Problem details - Repeat everything in the listing below. Keep each line exact.

◆ ◆ ◆ ◆ ◆

PR #875, opened 2017-08-28
Updating documentation for clarity

wallermadev:
Updating `claim_new_support` documentation to add a bit more clarity to the name field.

### DIFF
--- a/docs/index.md
+++ b/docs/index.md
@@ -188,7 +188,7 @@ Returns
 Support a name claim
 
 Args:
-    'name': (str) name
+    'name': (str) Name of claim
     'claim_id': (str) claim ID of claim to support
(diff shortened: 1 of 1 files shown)


MSFTserver:
upon entering a different name for this command it generates a new url and replaces the old one within the publishes section of the app and doesn't know what to so with itself, the name I think should be allocated from the id I would presume?
[.GIF of Issue](https://files.slack.com/files-pri/T0AFFTU95-F6UFHL6Q3/5.gif)

jackrobison:
@lyoshenka @wallermadev 

This needs to be in the docstring, these changes in the markdown file will be overwritten the next time mkdocs gets run.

◆ ◆ ◆ ◆ ◆

Response to the exercise -
PR #875, opened 2017-08-28
Updating documentation for clarity

wallermadev:
Updating `claim_new_support` documentation to add a bit more clarity to the name field.

### DIFF
--- a/docs/index.md
+++ b/docs/index.md
@@ -188,7 +188,7 @@ Returns
 Support a name claim
 
 Args:
-    'name': (str) name
+    'name': (str) Name of claim
     'claim_id': (str) claim ID of claim to support
(diff shortened: 1 of 1 files shown)


MSFTserver:
upon entering a different name for this command it generates a new url and replaces the old one within the publishes section of the app and doesn't know what to so with itself, the name I think should be allocated from the id I would presume?
[.GIF of Issue](https://files.slack.com/files-pri/T0AFFTU95-F6UFHL6Q3/5.gif)

jackrobison:
@lyoshenka @wallermadev 

This needs to be in the docstring, these changes in the markdown file will be overwritten the next time mkdocs gets run.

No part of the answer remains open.